We present a variational assimilation technique (4D-Var) to reconstruct time resolved incompressible turbulent flows from measurements on two orthogonal 2D planes. The proposed technique incorporates an error term associated to the flow dynamics. It is therefore a compromise between a strong constraint assimilation procedure (for which the dynamical model is assumed to be perfectly known) and a weak constraint variational assimilation which considers a model enriched by an additive Gaussian forcing. The first solution would require either an unaffordable direct numerical simulation (DNS) of the model at the finest scale or an inaccurate and numerically unstable large scale simulation without parametrisation of the unresolved scales. The second option, the weakly constrained assimilation, relies on a blind error model that needs to be estimated from the data. This latter option is also computationally impractical for turbulent flow models as it requires to augment the state variable by an error variable of the same dimension. The proposed 4D-Var algorithm is successfully applied on a 3D turbulent wake flow in the transitional regime without specifying the obstacle geometry. The algorithm is validated on a synthetic 3D data-set with full-scale information. The performance of the algorithm is further analysed on data emulating large-scale experimental PIV observations.

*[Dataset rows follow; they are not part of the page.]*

PR #6384, opened 2025-01-16
fix(amazonq): setMaven correctly

dhasani23:
## Problem

`setMaven` is being executed unnecessarily.

## Solution

Move the call to happen just before the local build starts.

---

### DIFF
--- a/packages/core/src/amazonqGumby/chat/controller/controller.ts
+++ b/packages/core/src/amazonqGumby/chat/controller/controller.ts
@@ -53,11 +53,9 @@ import {
 import { CodeTransformTelemetryState } from '../../telemetry/codeTransformTelemetryState'
 import DependencyVersions from '../../models/dependencies'
 import { getStringHash } from '../../../shared/utilities/textUtilities'
-import { getVersionData } from '../../../codewhisperer/service/transformByQ/transformMavenHandler'
 import AdmZip from 'adm-zip'
 import { AuthError } from '../../../auth/sso/server'
 import {
-    setMaven,
     openBuildLogFile,
     parseBuildFile,
     validateSQLMetadataFile,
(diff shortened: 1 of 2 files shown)


packages/core/src/amazonqGumby/chat/controller/controller.ts
```diff
@@ -321,12 +319,6 @@ export class GumbyController {
                     telemetryJavaVersion = JDKToTelemetryValue(javaVersion) as CodeTransformJavaSourceVersionsAllowed
                 }
                 telemetry.record({ codeTransformLocalJavaVersion: telemetryJavaVersion })
-
-                await setMaven()
-                const versionInfo = await getVersionData()
-                const mavenVersionInfoMessage = `${versionInfo[0]} (${transformByQState.getMavenName()})`
-                telemetry.record({ buildSystemVersion: mavenVersionInfoMessage })
```
dhasani23, line 328: This was always recording `[undefined, undefined]` since the user hasn't selected a project to transform at this point. Plus, we already emit this in the `totalRunTime` metric at the very end of a transformation anyway.

packages/core/src/codewhisperer/service/transformByQ/transformMavenHandler.ts
```diff
@@ -108,6 +108,10 @@ function copyProjectDependencies(dependenciesFolder: FolderInfo, modulePath: str
 }
 
 export async function prepareProjectDependencies(dependenciesFolder: FolderInfo, rootPomPath: string) {
+    await setMaven()
```
dhasani23, line 111: Better to set the Maven to use (`mvn`, `mvnw`, `mvnw.cmd`) just before the local build happens to ensure we're using the correct Maven executable.

ntarakad-aws (approved):

packages/core/src/codewhisperer/service/transformByQ/transformApiHandler.ts
```diff
@@ -670,6 +671,7 @@ export async function pollTransformationJob(jobId: string, validStates: string[]
                 })
             }
             transformByQState.setPolledJobStatus(status)
+            getLogger().info(`CodeTransformation: polled job status = ${status}`)
```
justinmk3, line 674: FYI: `getLogger()` now has a "topic" feature so you can do this at the top of the module:

    const logger = getLogger('CodeTransformation')

then `logger.info()` will prepend the topic name.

我们提出了一种变分同化技术（4D-Var），以从两个正交的2D平面上的测量值重建时间分辨的不可压缩湍流。所提出的技术结合了与流动动力学相关的误差项。因此，这是在强约束同化过程（假定动力学模型被认为是众所周知的）与弱约束变分同化之间的折衷，后者考虑了由加性高斯强迫所丰富的模型。第一个解决方案将需要模型无法承受的最佳直接数值模拟（DNS），或者没有参数化未解析尺度的不精确且数值不稳定的大规模模拟。第二种选择是弱约束同化 依赖于需要从数据中估计的盲错误模型。对于湍流模型，后一种选择在计算上也不切实际，因为它需要通过相同尺寸的误差变量来增加状态变量。提出的4D-Var算法已成功应用于过渡状态下的3D湍流尾流，而无需指定障碍物的几何形状。该算法在具有全面信息的合成3D数据集上进行了验证。该算法的性能将在模拟大规模实验PIV观测值的数据上进一步分析。提出的4D-Var算法已成功应用于过渡状态下的3D湍流尾流，而无需指定障碍物的几何形状。该算法在具有全面信息的合成3D数据集上进行了验证。该算法的性能将在模拟大规模实验PIV观测值的数据上进一步分析。提出的4D-Var算法已成功应用于过渡状态下的3D湍流尾流，而无需指定障碍物的几何形状。该算法在具有全面信息的合成3D数据集上进行了验证。该算法的性能将在模拟大规模实验PIV观测值的数据上进一步分析。